PR #70, opened 2022-03-23
Feature/apmi 2313 implement disk caching

shattimare:
Implemented code.

There are two points to clarify.
1. When we generate span from cache data, we are not able to use cached value of span id , traceid, traceFlags, traceState, parentSpanId to export it on RUM playground. Reason of it is that setter method of that property is private, so we are not able to set it. It will randomly generate spanID, traceID etc.
2. After network will available , cached spans will not be exported automatically on playground instead cached span will be exported to playground with span which will generate by user action.

### DIFF
--- a/SplunkRumWorkspace/SplunkRum/SplunkRum/DiskCache/CoreDataManager.swift
+++ b/SplunkRumWorkspace/SplunkRum/SplunkRum/DiskCache/CoreDataManager.swift
@@ -23,7 +23,7 @@ import OpenTelemetrySdk
 import SwiftUI
 
 let FLUSH_OUT_TIME_SECONDS = 60   // 4 * 60 * 60  // 4 hours
-
+let FLUSH_OUT_MAX_SIZE = 2e+7  // 20 MB
 
 let Entity_name = "Pending"
 let TimeStampColumn = "created_at"
@@ -40,10 +40,14 @@ public class CoreDataManager {
             let messageKitBundle = Bundle(identifier: self.identifier)
             let modelURL = messageKitBundle!.url(forResource: self.model, withExtension: "momd")!
             let managedObjectModel =  NSManagedObjectModel(contentsOf: modelURL)
-            
+        
+            let storedescription = NSPersistentStoreDescription(url: NSPersistentContainer.defaultDirectoryURL().appendingPathComponent("Rum.sqlite"))
+            storedescription.setOption(true as NSNumber, forKey: NSSQLiteManualVacuumOption)
+       
             let container = NSPersistentContainer(name: self.model, managedObjectModel: managedObjectModel!)
+            container.persistentStoreDescriptions = [storedescription]
             container.loadPersistentStores { (storeDescription, error) in
-                
+                 
                 if let err = error{
                     fatalError("Loading of store failed:\(err)")
                 }
@@ -52,12 +56,9 @@ public class CoreDataManager {
             return container
         }()
     
-    
-    
-    //MARK:- Insert span in to DB
-
+//MARK:- Insert span in to DB
 public func insertSpanIntoDB(_ spans: [SpanData]) {
-   // getStoreInformation()
+    getStoreInformation()
    
     let spanArr : Array = [1,2,3,4]
    // let spanArr : Array = [spans]
@@ -86,9 +87,11 @@ public func fetchSpanFromDB() -> [SpanData] {
         let result1 = try managedObjectContext.fetch(fetchRequest) as! [Pending]
         for data in result1 {
            // guard let spanDataArray = (try? NSKeyedUnarchiver.unarchiveTopLevelObjectWithData(data.span!)) as? [SpanData] else { return [] }
-            guard let spanDataArray = (try? NSKeyedUnarchiver.unarchiveTopLevelObjectWithData(data.span!)) else { return [] }
+            guard (try? NSKeyedUnarchiver.unarchiveTopLevelObjectWithData(data.span!)) != nil else { return [] }
            
-            print("out put is/////////// \(spanDataArray)")
+           /* guard let spanDataArray = (try? NSKeyedUnarchiver.unarchiveTopLevelObjectWithData(data.span!)) else { return [] }
+           
+            print("out put is/////////// \(spanDataArray)")*/
            
           
         }
@@ -117,6 +120,7 @@ public func fetchSpanFromDB() -> [SpanData] {
         }*/
         return result
     }
+    //MARK: - Flush out logic -
     /** flush out db after 4 h time out */
     public func flushOutSpanAfterTimePeriod() {
         print("Core Data Store at ......\(NSPersistentContainer.defaultDirectoryURL().absoluteString)")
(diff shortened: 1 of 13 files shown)


SplunkRumWorkspace/SplunkRum/SplunkRum/SplunkRum.swift
```diff
@@ -180,7 +180,7 @@ var splunkRumInitializeCalledTime = Date()
         let limiting = LimitingExporter(proxy: retry, spanFilter: options?.spanFilter ?? nil)
         OpenTelemetrySDK.instance.tracerProvider.addSpanProcessor(BatchSpanProcessor(spanExporter: limiting))
         if options?.debug ?? false {
-            OpenTelemetrySDK.instance.tracerProvider.addSpanProcessor(SimpleSpanProcessor(spanExporter: StdoutExporter(isDebug: true)))
+            OpenTelemetrySDK.instance.tracerProvider.addSpanProcessor(SimpleSpanProcessor(spanExporter: StdoutExporter(isDebug: false)))
```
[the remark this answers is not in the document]
shattimare: isDebug should be true

SplunkRumWorkspace/SplunkRum/SplunkRum/RetryExporter.swift
```diff
@@ -29,45 +29,41 @@ class RetryExporter: SpanExporter {
...
-        pending.append(contentsOf: spans)
-        if pending.count > MAX_PENDING_SPANS {
-            pending.removeFirst(pending.count - MAX_PENDING_SPANS)
-        }
-    }
-
-    func export(spans: [SpanData]) -> SpanExporterResultCode {
-        var result = attemptPendingExport()
+  func export(spans: [SpanData]) -> SpanExporterResultCode {
+        var result = attemptDBExport()
```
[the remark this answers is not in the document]
shattimare: When network is not available , we store all the spans generate during that time into DB. All this stored span will export to rum portal once network is available and any action or new span will be generated.

attemptDBExport function fetch span information from db and create new span using that information and export that spans. This function return success. In next line `result = proxy.export(spans: spans)` will send current span on playground.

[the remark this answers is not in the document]
seemk: I might be missing something, but I can't see where the spans loaded from disk are exported. It seems `attemptDBExport` fetches the spans, but does not export them anywhere?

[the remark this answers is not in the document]
shattimare: All db related stuffs are available in `CoreDataManager` class.In it there is a `fetchSpanValues` function, it  fetch span information from db and generate new span using  `createNewSpan` function, In `createNewSpan` function we use span builder to create new span using information from db and at the end we use `span.end(time: spanInfo.value(forKey: "duration") as! Date)` to end the span , as we end the span , span is added into the exporter queue(this logic is already developed in SDK) and network is available than it send to RUM playground using (Exporter’s chain) `ZipkinTraceExporter’s` export method.  If the span send successfully then delete that spans from db else not.

SplunkRumWorkspace/SplunkRum/SplunkRumTests/UtilsTests.swift
```diff
@@ -196,12 +196,12 @@ class UtilsTests: XCTestCase {
...
         _ = re.export(spans: fiftySpans)
         _ = re.export(spans: fiftySpans)
-        XCTAssertEqual(0, localSpans.count)
+        XCTAssertEqual(150, localSpans.count)
 
         // now reconnected; next export of 50 should send total of 150 (last 100 retried)
         te.exportSucceeds = true
         _ = re.export(spans: fiftySpans)
-        XCTAssertEqual(150, localSpans.count)
+        XCTAssertEqual(250, localSpans.count)
```
seemk, line 204: Perhaps we need additional tests besides this?

SplunkRumWorkspace/SplunkRum/SplunkRum/DiskCache/CoreDataManager.swift
```diff
@@ -0,0 +1,279 @@
...
+                span.setAttribute(key: dict.key, value: value as! Int)
+            } else if dict.value is Double {
+                span.setAttribute(key: dict.key, value: value as! Double)
+            } else if dict.value is Bool {
+                span.setAttribute(key: dict.key, value: value as! Bool)
+            } else if dict.value is [String: Any] {
+                span.setAttribute(key: dict.key, value: value as? AttributeValue)
+            }
+        }
+        span.end(time: spanInfo.value(forKey: "duration") as! Date)
```
seemk, line 130: Is the `SpanContext` lost here?

shattimare: @seemk, Here we are creating custom span using information stored in database, when we create custom span I think we are not using SpanContext.

SplunkRumWorkspace/SplunkRum/SplunkRumTests/UtilsTests.swift
shattimare: @seemk added additional tests.

seemk: Can we verify that serialized attributes are all loaded correctly? I.e. when constructing spans from disk

shattimare: Add test case to check that attributes are loaded properly.

SplunkRumWorkspace/SplunkRum/SplunkRum/DiskCache/CoreDataManager.swift
shattimare: @seemk We can create SpanContext using traceId, spanID,t raceFlags, traceState. As mention in my very first  comment traceId, spanId, traceFlags are private property, So we can’t able to access it and create span context using that information stored on disk.

seemk (changes requested):
There are a few problems with the current approach:
1. Spans are loaded from disk when a span is attempted to be exported. It would be better to do it continuously in the background.
2. There seems to be no limit to the amount of spans fetched - the spans loaded from disk will go through the same exporting loop, meaning the throttle will drop spans loaded from disk.

shattimare:
> There are a few problems with the current approach:
> 
> 1. Spans are loaded from disk when a span is attempted to be exported. It would be better to do it continuously in the background.
> 2. There seems to be no limit to the amount of spans fetched - the spans loaded from disk will go through the same exporting loop, meaning the throttle will drop spans loaded from disk.

1. Implemented code for exporting cached span continuously when network is available. Did the code for it in `Networktype.swift` file.
2. Set limit of span fetching from disk, currently set it to 2 for testing purpose , we can change it later on.

shattimare:
As per discussed with @seemk closing this PR.
he created separate branch and added this logic and merge to main branch.

PR #73, opened 2022-03-30
Feature/apmi 2630 session based sampling

shattimare:
Implemented code.

Overview:

We have to pass `sessionBaseSamplingRatio` value between 0.0 to 1.0 when initialise splunkrum from app delegate.
It’s default value is 1.0. In `initialize` method  of `SplunkRum` class , We checked that if value is with in above range than pass this value to `SessionBasedSampling` class. Call `sessionshouldSample` method of it. In this method we developed algorithm to check that current session will be sampled or not, and set value of result variable accordingly.
If result is true means session will be sampled and false means session will not be sampled.

At the end set the value of active sampler. We use timer to call `sessionshouldSample` method  whenever new session will be generated.

In order to handle 15 min inactivity session time out ,call `sessionshouldSample` from `invalidateSession` method of AppLifeCycle class. I had created branch from APMI-2307 (session time out after 15 min user in activity) than raised PR.

### DIFF
--- a/SplunkRumWorkspace/SplunkRum/SplunkRum/AppLifecycle.swift
+++ b/SplunkRumWorkspace/SplunkRum/SplunkRum/AppLifecycle.swift
@@ -19,6 +19,9 @@ import Foundation
 import UIKit
 import OpenTelemetrySdk
 
+let INACTIVITY_SESSION_TIMEOUT_SECONDS = 15 * 60
+private var sessionIdInActivityExpiration = Date().addingTimeInterval(TimeInterval(INACTIVITY_SESSION_TIMEOUT_SECONDS))
+
 func initializeAppLifecycleInstrumentation() {
     /*
      Observed event sequences:
@@ -57,6 +60,7 @@ func initializeAppLifecycleInstrumentation() {
 }
 var activeSpan: SpanHolder?
 func lifecycleEvent(_ event: String) {
+    invalidateSession(event)
     // these two start spans
     if event == "UIApplicationWillResignActiveNotification" ||
             event == "UIApplicationWillEnterForegroundNotification" {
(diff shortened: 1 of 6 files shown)


shattimare:
if `sessionbasedsamplingratio` is out of range (0.0 , 1.0) we consider it as 100% and sampled all session. as we use 1.0 as default value. if you want any change in it then let us know.

SplunkRumWorkspace/SplunkRum/SplunkRum/AppLifecycle.swift
```diff
@@ -19,6 +19,10 @@ import Foundation
 import UIKit
 import OpenTelemetrySdk
 
+let INACTIVITY_SESSION_TIMEOUT_SECONDS = 15 * 60
+private var sessionIdInActivityExpiration = Date().addingTimeInterval(TimeInterval(INACTIVITY_SESSION_TIMEOUT_SECONDS))
+var Is_New_SessionID_For_In_Activity = false
```
seemk, line 24: Would be good to have consistent style for variables

SplunkRumWorkspace/SplunkRum/SplunkRum/SessionBasedSampling.swift
```diff
@@ -0,0 +1,78 @@
...
+            } else {
+                result = false
+            }
+        }
+
+        var psampler: Sampler
+        if result {
+                psampler = OpenTelemetrySdk.Samplers.parentBased(root: Samplers.alwaysOn, remoteParentSampled: Samplers.alwaysOn, remoteParentNotSampled: Samplers.alwaysOn, localParentSampled: Samplers.alwaysOn, localParentNotSampled: Samplers.alwaysOn)
+        } else {
+              psampler = OpenTelemetrySdk.Samplers.parentBased(root: Samplers.alwaysOff, remoteParentSampled: Samplers.alwaysOff, remoteParentNotSampled: Samplers.alwaysOff, localParentSampled: Samplers.alwaysOff, localParentNotSampled: Samplers.alwaysOff)
```
seemk, line 54: Wouldn't it be easier to use the `Sampler` protocol and set session based sampler as the active sampler in tracer provider?

SplunkRumWorkspace/SplunkRum/SplunkRum/AppLifecycle.swift
shattimare: We create this PR from branch of APMI-2307 `https://github.com/signalfx/splunk-otel-ios/pull/51` , so this change is already implemented in it , when it will be approved and merged this problem might be solved.

SplunkRumWorkspace/SplunkRum/SplunkRum/SessionBasedSampling.swift
shattimare: Yes, I had tried to use `alwaysOn` and `alwaysOff` sampler. But once active sampler’s value be `alwaysOff`, no session was sampled after that even though I changed value of active sampler to `alwaysOn`. As a solution , I use `parent based `sampler protocol in place of it.

PR #75, opened 2022-04-06
SWAT-4463

Piyush23786:
change the swift-tools-version:5.6


Package.swift
```diff
@@ -1,4 +1,4 @@
-// swift-tools-version:5.3
+// swift-tools-version:5.6
```
seemk, line 1: Can we try 5.5? It seems the runner does not have 5.6

PR #225, opened 2020-10-31
Feature/red 232 integrated editor

red-tt-bear:


src/utilities/renderer-helper.ts
```diff
@@ -131,29 +138,29 @@ export const rendererResponseValidationScheme = Joi.object({
     })).required(),
     debug: Joi.object({
         // TODO are these required or optional
-        debug: Joi.array().items(Joi.string()).required(),
-        internal: Joi.array().items(Joi.string()).required(),
-        perl_warn: Joi.string().allow('').required(),
-        pg_warn: Joi.array().items(Joi.string()).required(),
-        render_warn: Joi.array().items(Joi.string()).optional(), // THIS FIELD IS NEW, replace with required 
+        // debug: Joi.array().items(Joi.string()).required(),
```
red-tt-bear, line 141: @doombot-exe we should sync on this, I had issues where it said it wasn't an array when I used the preview with the source

(but I don't think this happened with the renderer helper)

src/features/courses/course-route.ts
```diff
@@ -1117,4 +1118,67 @@ router.delete('/attachments/:id',
...
+        if (_.isNil(req.session)) {
+            throw new Error(Constants.ErrorMessage.NIL_SESSION_MESSAGE);
+        }
+
+        const basePath = `private/my/${req.session.userId}`;
+        const result = await rendererHelper.catalog({
+            basePath: basePath,
+            // TODO what should the depth be?
+            // -1 did not do all
+            maxDepth: 100,
```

□ □ □

[Exercise goal]: Among the lines of the data, identify those with the word "self". Copy each of them.

[Expected answer]:
             let messageKitBundle = Bundle(identifier: self.identifier)
             let modelURL = messageKitBundle!.url(forResource: self.model, withExtension: "momd")!
             let container = NSPersistentContainer(name: self.model, managedObjectModel: managedObjectModel!)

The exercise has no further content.